Is there a predefined location where an R package could store cached data? The data should persist across sessions. I was thinking about creating a subdirectory of ${R_LIBS_USER}/package_name
, but I'm not sure if this is portable and if this is "allowed" if my package is installed systemwide.
The idea is the following: Create an R script mydata.R
in the data
subdirectory of the package which would be executed by calling data(mydata)
(according to the documentation of data()
). This script would load the data from the internet and cache it, if it hasn't been cached before. (If the data has been cached already, the cache will be used.) In addition, a function will be provided to invalidate the cache and/or to check if a newer version of the data is available online.
This is from the documentation of data()
:
Currently, four formats of data files are supported:
files ending ‘.R’ or ‘.r’ are source()d in, with the R working directory changed temporarily to the directory containing the respective file. (data ensures that the utils package is attached, in case it had been run via utils::data.)
...
Indeed, creating a file fortytwo.R
in the data
subdirectory of a package with the following contents:
fortytwo = data.frame(answer=42)
and then executing data(fortytwo)
creates a data frame variable fortytwo
. Now the question is: Where would fortytwo.R
cache the data if it were difficult to compute?
EDIT: I am thinking about creating two packages: A "data" package that provides the data, and a "code" package that operates on it. The question concerns the "data" package: Where can it store files in a per-user storage so that it is persistent across R sessions and is accessible from different R projects?
Related: Package that downloads data from the internet during installation.
Have you looked at in-memory databases? H2 & Redis have bindings in R via RH2 & rredis- both allow you to share the data across r sessions- till the creating session is alive. in order to have it persisting across non-concurrent sessions, you need to write your data to the disk (assuming you can't re-create it on the fly- that would defeat the purpose of this question), and I believe the data package would be a good option. That way, you could add an update function that initializes everytime you load either package (i.e. if the code package has the right dependencies)
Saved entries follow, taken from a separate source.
PR #16274, opened 2018-10-25
IW-1129 escape wiki text in post titles

jsutterfield:
Ticket: https://wikia-inc.atlassian.net/browse/IW-1129

Post titles are user generated content and may contain text which could be interpreted as wiki markup. This is a problem since we're interpolating that text into our i18n messages and then running them through the parser. We should escape that text so it doesn't cause unintended parsing side effects (eg, adding extra links if the text uses brackets `[]`).

cc @Wikia/iwing

### DIFF
--- a/extensions/wikia/Email/Controller/DiscussionController.class.php
+++ b/extensions/wikia/Email/Controller/DiscussionController.class.php
@@ -80,6 +80,16 @@ abstract class DiscussionController extends EmailController {
 		return $this->wiki->city_url . 'd';
 	}
 
+	/**
+	 * Wrap the provided text in <nowiki> tags. This escapes the text preventing
+	 * it from being parsed as wikitext.
+	 * @param $text
+	 * @return string
+	 */
+	protected function wrapTextInNoWikiTags( $text ) {
+		return "<nowiki>" . $text . "</nowiki>";
+	}
+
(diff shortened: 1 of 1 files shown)


rybmat (approved):

extensions/wikia/Email/Controller/DiscussionController.class.php
```diff
@@ -80,6 +80,16 @@ private function getDiscussionsLink() {
...
 	}
 
+	/**
+	 * Wrap the provided text in <nowiki> tags. This escapes the text preventing
+	 * it from being parsed as wikitext.
+	 * @param $text
+	 * @return string
+	 */
+	protected function wrapTextInNoWikiTags( $text ) {
+		return "<nowiki>" . $text . "</nowiki>";
```
latata: don't we use apostrophes for strings?

latata (approved):

extensions/wikia/Email/Controller/DiscussionController.class.php
jsutterfield: Single quotes? Yea, does look like those are preferred: https://www.mediawiki.org/wiki/Manual:Coding_conventions/PHP#String_literals

I'll update.

PR #16278, opened 2018-10-26
SRE | Move tasks publishing to RestInPeace hooks

mszabo-wikia:
Move tasks publishing to `RestInPeace` hook; this avoids an issue where tasks could get lost in case a wiki page edit happened which flushes deferred updates prematurely. With `RestInPeace` this is not an issue as it is guaranteed to run once & only once, at the very end of the request.

For this to work, I converted `SwiftSync` logic to be a task producer (in a similar fashion as the purger). Tests were added to cover `SwiftSync`.


ghost (approved):

lib/Wikia/src/Rabbit/ConnectionManager.php
```diff
@@ -35,7 +35,8 @@ public function __construct( string $host, int $port, string $user, string $pass
 		$this->user = $user;
 		$this->pass = $pass;
 
-		\Hooks::register( 'RestInPeace', [ $this, 'close' ] );
+		// free resources on request shutdown
+		register_shutdown_function( [ $this, 'close' ] );
```
pwojcik86, line 39: Aren't `RestInPeace` hooks triggered on request shutdown?

lib/Wikia/src/SwiftSync/SwiftSync.setup.php
```diff
@@ -18,17 +18,7 @@
...
-$wgAutoloadClasses[ 'Wikia\\SwiftSync\\Hooks'         ] = $dir . "classes/Hooks.php";
-$wgAutoloadClasses[ 'Wikia\\SwiftSync\\ImageSyncTask' ] = $dir . "classes/ImageSyncTask.class.php";
-
 # hooks
 $wgHooks[ 'SwiftFileBackend::doStoreInternal'     ][] = 'Wikia\SwiftSync\Hooks::doStoreInternal';
 $wgHooks[ 'SwiftFileBackend::doCopyInternal'      ][] = 'Wikia\SwiftSync\Hooks::doCopyInternal';
 $wgHooks[ 'SwiftFileBackend::doDeleteInternal'    ][] = 'Wikia\SwiftSync\Hooks::doDeleteInternal';
-
-# DFS operations triggered by the above hooks are pushed to tasks queue via this hook
-$wgHooks[ 'RestInPeace' ][] = 'Wikia\SwiftSync\Hooks::onRestInPeace';
```
pwojcik86, line 34: If we remove this hook, when will `operaitons` be triggered?

lib/Wikia/src/Rabbit/ConnectionManager.php
mszabo-wikia: They're run manually with a `Hooks::run` call before request ends, while this one will be run by the web server environment after all other code is finished. So it's like a separate Hooks system.

ghost (approved):

lib/Wikia/src/SwiftSync/SwiftSync.setup.php
mszabo-wikia: Tasks publishing is registered to run here: https://github.com/Wikia/app/pull/16278/files#diff-22578ec726a5815e66b11de97dc760a7R31 and SwiftSync registers itself as a task producer here: https://github.com/Wikia/app/pull/16278/files#diff-6876f49462d0cbc6129124989dfae604R17 . So the TaskPublisher will fetch its tasks right before publishing. See DefaultTaskPublisher & its integration test.

lib/Wikia/src/Rabbit/ConnectionManager.php
pwojcik86: Why is this needed though? To run `close` after `RestInPeace`?

ghost: I am hesitant about this change. Note, that if something goes wrong and PHP encounters a fatal error before reaching `RestInPeace` event, it won't execute the hooks, but will execute all shutdown functions (there is more than one for sure). So this may have unwanted side effects.

mszabo-wikia: Yeah. Actually, the PHP runtime might be smart enough to take care of closing resources (rabbit connections) on shutdown, so maybe we could just remove this.

mszabo-wikia: @mixoteric Yes that is true, but the `close` method here only takes care of closing Rabbit channels and connections—there is no publishing or business logic that happens there, it's only for cleanup.

ghost (changes requested):
As I mentioned in the previous comment, I am hesitant about this change. The stuff around `RestInPeace` is core MediaWiki's concern and moving it to general PHP's concern might have unwanted side effects.

lib/Wikia/src/Rabbit/ConnectionManager.php
ghost: Okay then :+1:

ghost (approved):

An example is RWeka & RWekaJars packages. Look them up on CRAN, and it should be fairly easy to understand how they work.
There is no absolutely defined location for package-specific persistent caching in R. However, the R.cache package provides an interface for creating and managing cached data. It looks like it could be useful for your scenario.
When users load R.cache (
library(R.cache)
), they get the following prompt:They can then choose to create the cache directory in their home directory, which is presumably persistent, or to create a session-specific directory. If you make your data package depend on R.cache, you could check for the existence of the cached object(s) in its
.onLoad()
hook function and download the data if it isn't there. Alternatively, you could do this in the way suggested in your own question.